Tackle the Data Tsunami with APA Water Planning Network Tools

Water is essential to life and the natural environment. It should be a central organizing element in a healthy and sustainable built environment, making planning for water an inherently interdisciplinary activity. Planners play a key role in shaping the location and form of development and conservation of the natural environment, as well as a natural role as conveners across disciplines.

Water and Planning Network

Logo of the American Planning Association's Water and Planning Network.

The Water and Planning Network — provides a professional forum for the interdisciplinary exchange of ideas and planning methods.

This network operates as a communications and information-sharing network to connect members to the best planning practices that reflect current research, science, policy, and technology regarding the protection, management, and use of water resources and utilities.

The network strives to educate its members regularly with updates on constantly evolving research and technology in the field of water planning.
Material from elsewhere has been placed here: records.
PR #178, opened 2017-07-07
fix: update to ember 2.14.0

petey:
Context:
========
Ember 2.14 was recently released (7/6)

* Smaller overall file size
* Improved page performance

https://emberjs.com/blog/2017/07/06/ember-2-14-released.html

Objective:
----------
Make sure that everything works well with ember@2.14.* and ember-data@2.14.*

Misc:
-----
Fix errors like the following:

```
Assertion Failed: You modified "model.pipeline.events" twice on <screwdriver-ui@model:pipeline::ember602:300021> in a single render. 
It was rendered in "component:pipeline-events-list" and modified in "component:pipeline-events-list". 
This was unreliable and slow in Ember 1.x and is no longer supported.
```

PR #187, opened 2017-07-17
fix: Fix delete pipeline flow

tkyi:
The delete pipeline flow was broken with the change to the model. (https://github.com/screwdriver-cd/ui/blob/master/app/pipeline/options/route.js#L10)

screen shot 2017-07-17 at 1 59 07 pm

This PR fixes the issue.

Related to: https://github.com/screwdriver-cd/ui/pull/178, https://github.com/screwdriver-cd/ui/pull/181

### DIFF
--- a/app/pipeline/options/controller.js
+++ b/app/pipeline/options/controller.js
@@ -11,7 +11,7 @@ export default Ember.Controller.extend({
       job.save();
     },
     removePipeline() {
-      this.model.destroyRecord().then(() => {
+      this.model.pipeline.destroyRecord().then(() => {
         this.transitionToRoute('home');
       });
     },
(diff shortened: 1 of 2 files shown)


app/pipeline/options/controller.js
```diff
@@ -11,7 +11,9 @@ export default Ember.Controller.extend({
       job.save();
     },
     removePipeline() {
-      this.model.destroyRecord().then(() => {
+      let pipeline = this.model.pipeline;
+
+      pipeline.destroyRecord().then(() => {
```
petey: I would have just put `this.model.pipeline` here instead of declaring a variable that isn't used again.

tkyi: Okay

The Water and Planning Network provides periodic updates on current research, leading practices, and tools related to planning for water.

In this post, we put forth a few notable tools to help you address these issues in your community.

Office for Coastal Management – Digital Coast

This is a graphic produced by NOAA.

APA is a partner in the National Oceanic and Atmospheric Administration's (NOAA) Digital Coast, an innovative experiment designed to bring focused data, tools, and training to the people charged with addressing the development and environmental challenges facing coastal communities.

The Digital Coast has a multitude of tools that can be customized to individual needs and requirements. For example, the Impervious Surface Analysis Tool calculates the percentage of impervious surfaces for a selected geographic area such as watersheds, municipalities, and subdivisions.

Other tools relevant to planners include:

  • Habitat Priority Planner: This tool helps identify priority locations for conservation, restoration, and planning through interactive community engagement. It applies the assessment of habitat conditions and uncertainties through the creation of maps, reports, and data tables.
  • Atlas of Ocean Wealth: This tool maps ecosystem services and their values for use in natural resource planning, using or building the best possible model or using GIS spatial analyses to process and derive ecosystem service values at various spatial scales.
  • Marxan with Zones: This tool supports conservation planning design and evaluation. It develops multiple-use zoning plans for natural resource management. Users can employ this tool to meet ecological, social, and economic objectives.

Net Blue: Supporting Water-Neutral Community Growth

Logo of Net Blue: Water Neutral Growth.
"Communities urgently need to address the disconnect between land use decisions and water resources if they are to enjoy continued population and economic growth."
—Mary Ann Dickinson, president and CEO, Alliance for Water Efficiency.

Net Blue is a collaborative initiative of the Alliance for Water Efficiency, the Environmental Law Institute, and the River Network to support sustainable community growth. It is essentially a model ordinance that communities can tailor and customize to create a water demand offset approach to meeting local needs.

Communities in different regions throughout the U.S. were consulted to help develop the model ordinance and the offset components and to ensure that the program is adaptable to many different political climates, legal frameworks, and environmental challenges. The Net Blue Ordinance Toolkit can help communities pursue sustainable development without increasing overall water demands. The toolkit and additional resources may be accessed at www.net-blue.org.

Greenprint Resource Hub

The Greenprint Resource Hub is intended to help planners, policymakers, and the public learn about greenprints and how they can be utilized to identify strategic conservation opportunities in their communities. The Nature Conservancy, The Conservation Fund, and The Trust for Public Land developed it.

A greenprint is a strategic conservation plan and/or tool that reveals the economic and social benefits that parks, open spaces, and working lands provide communities. Such benefits include recreation opportunities through the use of parks and trails, habitat protection and connectivity, clean water, agricultural land preservation, and increased resilience to climate change.

Through community engagement and advanced computer modeling, West Fork San Jacinto Watershed Greenprint blends community priorities with science and research to identify lands with the highest values for voluntary conservation. This project aimed for the protection of water quality and access to water-based recreation. Another featured greenprint is the Bay Area Greenprint.

Through the development of a greenprint, stakeholders help to identify, map, and prioritize areas important to the conservation of water resources, among other important elements. The greenprint process allows local officials to develop a coordinated strategy for channeling development to the most appropriate locations to avoid conflicts while protecting important natural resources. At a minimum, a greenprint allows interested stakeholders to understand and communicate about providing a range of benefits.

Top image: Pacific Ocean off Central America. Image courtesy NASA/Goddard Space Flight Center.


About the Author
Gulafshan Ghori is a program development and research intern with APA.